Osteogenesis imperfecta (imperfect osteogenesis in the Russian literature) is the most common hereditary form of bone fragility, it is a genetically and clinically heterogeneous disease with a wide range of clinical severity, often leading to disability from early childhood. It is based on genetic disorders leading to a violation of the structure of bone tissue, which leads to frequent fractures, impaired growth and posture, with the development of characteristic disabling bone deformities and associated problems, including respiratory, neurological, cardiac, renal impairment, hearing loss. Osteogenesis imperfecta occurs in both men and women, the disease is inherited in both autosomal dominant and autosomal recessive types, there are sporadic cases of the disease due to de novomutations, as well as X-linked forms. The term “osteogenesis imperfecta” was coined by W. Vrolick in the 1840s.
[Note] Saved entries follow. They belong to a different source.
PR #83, opened 2024-07-23
 [ENG-5985] Extract shared EXtrenal[AddonType]Service code 

opaduchak:
Extracted non storage-specific logic from ExternalStorageService to ExternalService
dependent on #82


addon_service/common/network.py
```diff
@@ -60,7 +61,7 @@ def __init__(
         *,
         client_session: aiohttp.ClientSession,
         prefix_url: str,
-        account: db.AuthorizedStorageAccount,
+        account: "db.AuthorizedStorageAccount",
```
adlius, line 64: Why stringified?

addon_service/common/network.py
```diff
@@ -144,7 +145,7 @@ class _PrivateNetworkInfo(_PrivateInfo):
 
     # keep network constraints away from imps
     prefix_url: str
-    account: db.AuthorizedStorageAccount
+    account: "db.AuthorizedStorageAccount"
```
adlius, line 148: Same here.

addon_service/external_storage_service/models.py
```diff
@@ -1,106 +1,23 @@
...
 
 
-class ExternalStorageService(AddonsServiceBaseModel):
-    display_name = models.CharField(null=False)
+class ExternalStorageService(ExternalService):
     int_addon_imp = models.IntegerField(
         null=False,
         validators=[validate_storage_imp_number],
         verbose_name="Addon implementation",
     )
```
adlius, line 12: Can this be moved to the `ExternalService` class as well? I assume each external service, regardless of type, should have a addon implementation and therefore a int representing that implementation.

addon_service/abstract/external_storage/models.py
```diff
@@ -0,0 +1,90 @@
...
+        validators=[validate_service_type],
+        verbose_name="Service type",
+    )
+    supported_scopes = ArrayField(models.CharField(), null=True, blank=True)
+    api_base_url = models.URLField(blank=True, default="")
+
+    oauth1_client_config = models.ForeignKey(
+        "addon_service.OAuth1ClientConfig",
+        on_delete=models.SET_NULL,
+        related_name="external_storage_services",
```
adlius, line 35: `related_name` seems wrong.

addon_service/abstract/external_storage/models.py
```diff
@@ -0,0 +1,90 @@
...
+        null=True,
+        blank=True,
+    )
+
+    oauth2_client_config = models.ForeignKey(
+        "addon_service.OAuth2ClientConfig",
+        on_delete=models.SET_NULL,
+        related_name="external_storage_services",
```
adlius, line 43: same here

adlius (changes requested):
Some small nitpicks.

addon_service/external_storage_service/models.py
opaduchak: This field has a validator which is checking whether this is **Storage** implementation, so it cannot be common for all external services.

adlius (approved):
Looks good.

PR #87, opened 2024-08-06
[ENG-6081] Unit tests failing in CI

opaduchak:
pinned attrs to 23.2.0, which raised deprecation warning and failed whole test suite

### DIFF
--- a/requirements/requirements.txt
+++ b/requirements/requirements.txt
@@ -10,3 +10,4 @@ jsonschema==4.21.1
 aiohttp==3.9.3
 pyjwe==1.0.0
 cryptography==42.0.7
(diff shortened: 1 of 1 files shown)


adlius (approved):

jwalz:
Why/where are we using `attrs`? Is this coming from one of our other dependencies, and should we be updating that dependency if so? Would be nice to switch to Poetry to have a better view into this >_<

opaduchak:
It seems that `attrs` fixed this issue on their side in version [24.2.0](https://github.com/python-attrs/attrs/releases/tag/24.2.0), so this PR is no longer needed. Therefore, I am closing this PR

The first classification of the disease was made in 1979 and has been repeatedly reviewed due to the identification of the molecular cause of the disease and the discovery of new mechanisms for the development of osteogenesis imperfecta. In the early 1980s, mutations in two genes of collagen type I (COL1A1and COL1A2) were first associated with an autosomal dominant inheritance type of osteogenesis imperfecta. Since then, 18 more genes have been identified whose products are involved in the formation and mineralization of bone tissue.  The degree of genetic heterogeneity of the disease has not yet been determined, researchers continue to identify new genes involved in its pathogenesis, the number of which has reached 20. In the last decade, it has become  known that autosomal recessive, autosomal dominant and X-linked mutations in a wide range of genes, encoding  proteins that are involved in the synthesis of type I collagen, its processing, secretion and post-translational modification, as well as in proteins that regulate the differentiation and activity of bone-forming cells, cause imperfect  osteogenesis. A large number of causative genes complicated the classical classification of the disease and, due to new advances in the molecular basis of the disease, the classification of the disease is constantly being improved.  In this review, we systematized and summarized information on the results of studies in the field of clinical and genetic aspects of osteogenesis imperfecta and reflected the current state of the classification criteria for diagnosing the disease.